Start of Provided records

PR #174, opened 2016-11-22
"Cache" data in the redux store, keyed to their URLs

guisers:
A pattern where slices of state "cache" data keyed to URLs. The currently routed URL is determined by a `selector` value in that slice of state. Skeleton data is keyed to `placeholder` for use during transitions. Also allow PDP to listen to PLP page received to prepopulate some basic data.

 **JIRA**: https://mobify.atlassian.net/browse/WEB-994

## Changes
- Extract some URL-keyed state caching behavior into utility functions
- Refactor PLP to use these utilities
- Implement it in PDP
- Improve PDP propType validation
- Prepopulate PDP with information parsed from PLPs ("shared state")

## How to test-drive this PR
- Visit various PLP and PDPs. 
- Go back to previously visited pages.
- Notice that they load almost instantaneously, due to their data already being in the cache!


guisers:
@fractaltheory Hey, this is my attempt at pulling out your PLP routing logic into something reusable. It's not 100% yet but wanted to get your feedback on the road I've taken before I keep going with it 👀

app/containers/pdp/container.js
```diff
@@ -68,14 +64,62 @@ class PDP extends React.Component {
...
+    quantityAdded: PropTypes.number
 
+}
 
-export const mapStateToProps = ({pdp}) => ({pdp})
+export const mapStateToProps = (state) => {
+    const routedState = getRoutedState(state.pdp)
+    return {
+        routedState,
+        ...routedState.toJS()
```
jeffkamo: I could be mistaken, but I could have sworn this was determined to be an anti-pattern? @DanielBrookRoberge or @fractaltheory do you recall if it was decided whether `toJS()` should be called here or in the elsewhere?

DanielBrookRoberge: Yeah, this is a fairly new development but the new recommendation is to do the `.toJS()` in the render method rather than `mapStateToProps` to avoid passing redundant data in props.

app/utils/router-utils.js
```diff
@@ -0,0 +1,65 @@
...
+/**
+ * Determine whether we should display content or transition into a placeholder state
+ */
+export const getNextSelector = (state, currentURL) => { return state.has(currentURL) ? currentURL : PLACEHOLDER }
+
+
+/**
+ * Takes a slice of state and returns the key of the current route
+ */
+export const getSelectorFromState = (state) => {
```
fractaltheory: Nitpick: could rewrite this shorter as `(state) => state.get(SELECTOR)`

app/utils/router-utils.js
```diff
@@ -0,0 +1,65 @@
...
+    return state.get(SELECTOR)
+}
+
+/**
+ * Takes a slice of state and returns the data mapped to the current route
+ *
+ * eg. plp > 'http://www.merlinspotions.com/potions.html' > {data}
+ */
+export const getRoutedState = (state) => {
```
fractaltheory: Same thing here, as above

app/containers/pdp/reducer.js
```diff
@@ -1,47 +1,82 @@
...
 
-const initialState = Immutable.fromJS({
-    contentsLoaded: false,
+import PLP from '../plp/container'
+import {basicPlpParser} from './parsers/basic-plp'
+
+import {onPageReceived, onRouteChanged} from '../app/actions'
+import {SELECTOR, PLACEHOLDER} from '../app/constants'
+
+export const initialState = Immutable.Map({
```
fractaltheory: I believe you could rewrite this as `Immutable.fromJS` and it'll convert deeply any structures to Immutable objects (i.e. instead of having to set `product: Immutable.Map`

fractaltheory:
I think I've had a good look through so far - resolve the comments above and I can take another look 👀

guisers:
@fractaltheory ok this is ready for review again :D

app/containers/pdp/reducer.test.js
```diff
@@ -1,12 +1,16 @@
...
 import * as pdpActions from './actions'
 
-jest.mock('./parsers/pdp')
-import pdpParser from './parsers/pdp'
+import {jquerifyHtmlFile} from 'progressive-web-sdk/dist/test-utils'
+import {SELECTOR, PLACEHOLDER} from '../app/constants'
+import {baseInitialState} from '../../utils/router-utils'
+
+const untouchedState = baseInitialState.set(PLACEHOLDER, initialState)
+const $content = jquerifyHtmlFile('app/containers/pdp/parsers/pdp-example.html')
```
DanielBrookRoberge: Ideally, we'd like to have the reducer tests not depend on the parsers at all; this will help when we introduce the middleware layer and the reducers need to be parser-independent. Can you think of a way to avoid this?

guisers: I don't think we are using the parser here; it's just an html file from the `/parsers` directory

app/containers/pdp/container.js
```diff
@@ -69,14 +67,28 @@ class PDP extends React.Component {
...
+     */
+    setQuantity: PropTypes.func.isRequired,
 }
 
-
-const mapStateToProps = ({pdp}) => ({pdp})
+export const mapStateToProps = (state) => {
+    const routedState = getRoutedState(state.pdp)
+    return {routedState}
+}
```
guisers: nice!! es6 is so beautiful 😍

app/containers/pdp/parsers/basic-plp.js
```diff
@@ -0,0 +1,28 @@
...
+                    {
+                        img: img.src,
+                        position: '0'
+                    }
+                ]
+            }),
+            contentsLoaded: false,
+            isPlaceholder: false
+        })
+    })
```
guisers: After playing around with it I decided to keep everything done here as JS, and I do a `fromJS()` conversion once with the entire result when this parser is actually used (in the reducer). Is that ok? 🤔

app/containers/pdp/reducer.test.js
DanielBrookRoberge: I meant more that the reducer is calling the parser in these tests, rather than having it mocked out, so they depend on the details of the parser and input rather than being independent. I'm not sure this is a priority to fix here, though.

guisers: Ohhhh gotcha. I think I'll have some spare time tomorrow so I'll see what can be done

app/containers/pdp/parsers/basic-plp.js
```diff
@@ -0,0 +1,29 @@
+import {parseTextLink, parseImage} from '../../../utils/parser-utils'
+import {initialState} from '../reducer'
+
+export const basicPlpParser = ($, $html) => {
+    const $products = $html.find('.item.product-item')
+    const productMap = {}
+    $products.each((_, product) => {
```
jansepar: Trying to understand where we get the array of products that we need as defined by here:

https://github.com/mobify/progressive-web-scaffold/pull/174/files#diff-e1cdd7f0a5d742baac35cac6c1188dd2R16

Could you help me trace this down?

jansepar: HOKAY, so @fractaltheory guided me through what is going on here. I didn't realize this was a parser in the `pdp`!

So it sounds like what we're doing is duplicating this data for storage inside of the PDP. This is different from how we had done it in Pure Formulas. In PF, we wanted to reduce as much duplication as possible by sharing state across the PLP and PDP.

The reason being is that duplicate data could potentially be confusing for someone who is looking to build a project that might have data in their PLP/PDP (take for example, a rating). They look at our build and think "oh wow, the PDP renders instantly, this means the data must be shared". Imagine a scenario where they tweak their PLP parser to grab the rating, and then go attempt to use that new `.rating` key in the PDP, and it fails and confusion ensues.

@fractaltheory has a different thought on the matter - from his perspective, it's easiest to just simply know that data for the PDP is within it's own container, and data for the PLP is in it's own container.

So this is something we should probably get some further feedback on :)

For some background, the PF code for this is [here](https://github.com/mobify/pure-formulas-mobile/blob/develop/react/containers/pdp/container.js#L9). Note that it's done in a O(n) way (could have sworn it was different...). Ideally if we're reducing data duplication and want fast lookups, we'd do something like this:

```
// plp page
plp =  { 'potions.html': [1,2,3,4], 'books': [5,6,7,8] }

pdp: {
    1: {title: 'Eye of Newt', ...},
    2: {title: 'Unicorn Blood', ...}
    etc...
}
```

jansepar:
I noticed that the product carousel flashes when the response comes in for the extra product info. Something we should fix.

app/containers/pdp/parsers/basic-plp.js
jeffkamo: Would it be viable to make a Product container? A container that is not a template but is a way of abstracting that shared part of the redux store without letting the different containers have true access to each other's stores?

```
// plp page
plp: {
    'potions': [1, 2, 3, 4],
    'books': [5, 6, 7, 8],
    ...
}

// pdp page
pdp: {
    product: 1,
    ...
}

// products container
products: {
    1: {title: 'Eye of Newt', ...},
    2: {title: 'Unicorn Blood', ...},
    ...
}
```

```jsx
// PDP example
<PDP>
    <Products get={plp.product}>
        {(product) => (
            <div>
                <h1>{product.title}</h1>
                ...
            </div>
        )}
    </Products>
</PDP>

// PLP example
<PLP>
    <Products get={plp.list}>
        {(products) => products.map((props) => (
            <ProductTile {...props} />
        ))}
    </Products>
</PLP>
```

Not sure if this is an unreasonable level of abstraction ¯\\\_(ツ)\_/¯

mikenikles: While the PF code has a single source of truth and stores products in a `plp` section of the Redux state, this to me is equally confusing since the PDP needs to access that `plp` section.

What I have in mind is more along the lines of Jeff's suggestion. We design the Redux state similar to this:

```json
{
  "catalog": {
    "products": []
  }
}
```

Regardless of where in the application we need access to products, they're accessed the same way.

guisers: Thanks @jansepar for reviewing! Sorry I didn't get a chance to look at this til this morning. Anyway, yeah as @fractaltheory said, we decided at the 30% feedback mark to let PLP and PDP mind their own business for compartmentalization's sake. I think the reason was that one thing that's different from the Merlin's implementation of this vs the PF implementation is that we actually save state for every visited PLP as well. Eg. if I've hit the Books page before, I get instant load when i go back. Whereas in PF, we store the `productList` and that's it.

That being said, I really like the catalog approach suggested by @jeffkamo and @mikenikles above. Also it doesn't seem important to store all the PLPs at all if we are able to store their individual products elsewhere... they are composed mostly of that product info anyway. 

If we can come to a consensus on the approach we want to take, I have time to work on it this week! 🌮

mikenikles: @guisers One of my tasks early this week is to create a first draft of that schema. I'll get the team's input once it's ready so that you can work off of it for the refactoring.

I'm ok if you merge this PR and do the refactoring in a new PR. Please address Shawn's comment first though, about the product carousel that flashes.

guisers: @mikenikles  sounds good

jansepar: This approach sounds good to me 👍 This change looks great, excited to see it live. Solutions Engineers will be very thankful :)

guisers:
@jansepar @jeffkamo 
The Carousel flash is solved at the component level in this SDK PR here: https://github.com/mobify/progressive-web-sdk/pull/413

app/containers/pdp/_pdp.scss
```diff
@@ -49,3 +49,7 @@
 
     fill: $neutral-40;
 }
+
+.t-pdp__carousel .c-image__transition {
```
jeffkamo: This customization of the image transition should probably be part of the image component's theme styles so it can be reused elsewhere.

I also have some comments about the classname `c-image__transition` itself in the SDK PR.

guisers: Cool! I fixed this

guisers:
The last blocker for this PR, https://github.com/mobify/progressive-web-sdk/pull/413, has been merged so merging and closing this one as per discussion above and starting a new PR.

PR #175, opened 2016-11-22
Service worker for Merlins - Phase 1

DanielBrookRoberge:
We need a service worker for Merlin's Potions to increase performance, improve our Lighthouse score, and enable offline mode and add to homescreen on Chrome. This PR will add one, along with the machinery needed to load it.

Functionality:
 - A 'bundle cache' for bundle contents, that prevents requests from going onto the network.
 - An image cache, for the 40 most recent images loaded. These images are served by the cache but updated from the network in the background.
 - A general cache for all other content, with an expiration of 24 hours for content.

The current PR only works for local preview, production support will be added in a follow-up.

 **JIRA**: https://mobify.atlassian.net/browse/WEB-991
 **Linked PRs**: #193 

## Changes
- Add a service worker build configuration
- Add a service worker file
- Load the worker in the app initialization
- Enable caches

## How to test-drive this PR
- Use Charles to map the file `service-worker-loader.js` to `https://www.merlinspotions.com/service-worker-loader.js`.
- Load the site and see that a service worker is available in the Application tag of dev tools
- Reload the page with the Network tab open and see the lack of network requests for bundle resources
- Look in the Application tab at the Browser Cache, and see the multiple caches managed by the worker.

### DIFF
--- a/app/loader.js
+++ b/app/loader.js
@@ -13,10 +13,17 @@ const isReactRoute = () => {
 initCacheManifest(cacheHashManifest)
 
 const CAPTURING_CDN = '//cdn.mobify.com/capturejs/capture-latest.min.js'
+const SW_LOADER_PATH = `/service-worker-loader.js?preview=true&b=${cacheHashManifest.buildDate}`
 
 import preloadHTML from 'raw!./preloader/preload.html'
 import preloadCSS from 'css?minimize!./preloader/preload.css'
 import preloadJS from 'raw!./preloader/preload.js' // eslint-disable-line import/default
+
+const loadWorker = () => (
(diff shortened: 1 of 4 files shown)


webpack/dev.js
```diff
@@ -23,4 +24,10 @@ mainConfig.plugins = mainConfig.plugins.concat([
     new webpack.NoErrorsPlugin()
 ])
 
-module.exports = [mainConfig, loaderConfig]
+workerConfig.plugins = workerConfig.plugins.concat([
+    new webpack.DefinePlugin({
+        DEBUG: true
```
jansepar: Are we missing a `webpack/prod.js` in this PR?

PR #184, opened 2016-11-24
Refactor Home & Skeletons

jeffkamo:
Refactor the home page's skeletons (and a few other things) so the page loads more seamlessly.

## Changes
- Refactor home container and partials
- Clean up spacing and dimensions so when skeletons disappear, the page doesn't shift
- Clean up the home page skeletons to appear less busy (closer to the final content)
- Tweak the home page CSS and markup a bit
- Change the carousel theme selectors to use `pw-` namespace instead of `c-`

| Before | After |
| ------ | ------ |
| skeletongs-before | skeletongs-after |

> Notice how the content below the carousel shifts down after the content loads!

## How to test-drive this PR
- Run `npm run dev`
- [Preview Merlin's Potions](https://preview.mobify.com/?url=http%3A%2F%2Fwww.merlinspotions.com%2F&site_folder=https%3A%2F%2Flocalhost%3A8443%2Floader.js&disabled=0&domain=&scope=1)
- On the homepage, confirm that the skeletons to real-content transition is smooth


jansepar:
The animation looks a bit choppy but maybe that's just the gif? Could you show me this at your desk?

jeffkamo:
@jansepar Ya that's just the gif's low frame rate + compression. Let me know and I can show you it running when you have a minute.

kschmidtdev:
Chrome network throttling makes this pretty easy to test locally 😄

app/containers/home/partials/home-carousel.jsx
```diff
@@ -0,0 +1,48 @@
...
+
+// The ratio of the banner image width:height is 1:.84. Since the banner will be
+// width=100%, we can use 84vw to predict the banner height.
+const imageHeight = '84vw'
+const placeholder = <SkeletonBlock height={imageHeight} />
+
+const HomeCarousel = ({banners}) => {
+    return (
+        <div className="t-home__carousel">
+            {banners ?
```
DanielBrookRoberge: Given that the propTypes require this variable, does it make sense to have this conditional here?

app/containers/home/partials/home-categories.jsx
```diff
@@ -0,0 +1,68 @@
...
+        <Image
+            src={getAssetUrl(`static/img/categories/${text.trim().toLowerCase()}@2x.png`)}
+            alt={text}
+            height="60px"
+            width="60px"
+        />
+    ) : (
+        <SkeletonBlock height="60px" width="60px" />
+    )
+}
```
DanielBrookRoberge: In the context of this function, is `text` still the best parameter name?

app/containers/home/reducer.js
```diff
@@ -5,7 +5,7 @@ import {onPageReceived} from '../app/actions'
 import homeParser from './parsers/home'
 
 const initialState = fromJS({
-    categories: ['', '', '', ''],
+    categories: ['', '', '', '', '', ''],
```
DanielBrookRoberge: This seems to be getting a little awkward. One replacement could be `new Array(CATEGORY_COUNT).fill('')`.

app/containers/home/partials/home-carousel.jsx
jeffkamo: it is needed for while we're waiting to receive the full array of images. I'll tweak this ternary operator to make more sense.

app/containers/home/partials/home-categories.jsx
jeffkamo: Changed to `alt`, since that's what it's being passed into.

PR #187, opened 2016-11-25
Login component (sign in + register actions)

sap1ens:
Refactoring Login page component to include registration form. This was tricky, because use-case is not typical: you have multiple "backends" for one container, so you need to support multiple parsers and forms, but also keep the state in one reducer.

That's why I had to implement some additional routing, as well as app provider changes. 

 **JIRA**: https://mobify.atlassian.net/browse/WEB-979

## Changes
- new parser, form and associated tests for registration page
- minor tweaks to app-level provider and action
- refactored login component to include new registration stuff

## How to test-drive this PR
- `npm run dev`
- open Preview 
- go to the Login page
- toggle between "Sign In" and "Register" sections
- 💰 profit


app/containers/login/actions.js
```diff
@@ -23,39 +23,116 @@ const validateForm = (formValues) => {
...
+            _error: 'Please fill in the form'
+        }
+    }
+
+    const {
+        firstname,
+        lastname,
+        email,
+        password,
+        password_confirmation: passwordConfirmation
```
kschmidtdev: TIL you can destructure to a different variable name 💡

End of Provided records

*Exercise prompt:* Beginning with the top line of the data above, output every line exactly until the one that contains "- Refactor PLP to use these utilities", and include that one too.

*Answer below:*
PR #174, opened 2016-11-22
"Cache" data in the redux store, keyed to their URLs

guisers:
A pattern where slices of state "cache" data keyed to URLs. The currently routed URL is determined by a `selector` value in that slice of state. Skeleton data is keyed to `placeholder` for use during transitions. Also allow PDP to listen to PLP page received to prepopulate some basic data.

 **JIRA**: https://mobify.atlassian.net/browse/WEB-994

## Changes
- Extract some URL-keyed state caching behavior into utility functions
- Refactor PLP to use these utilities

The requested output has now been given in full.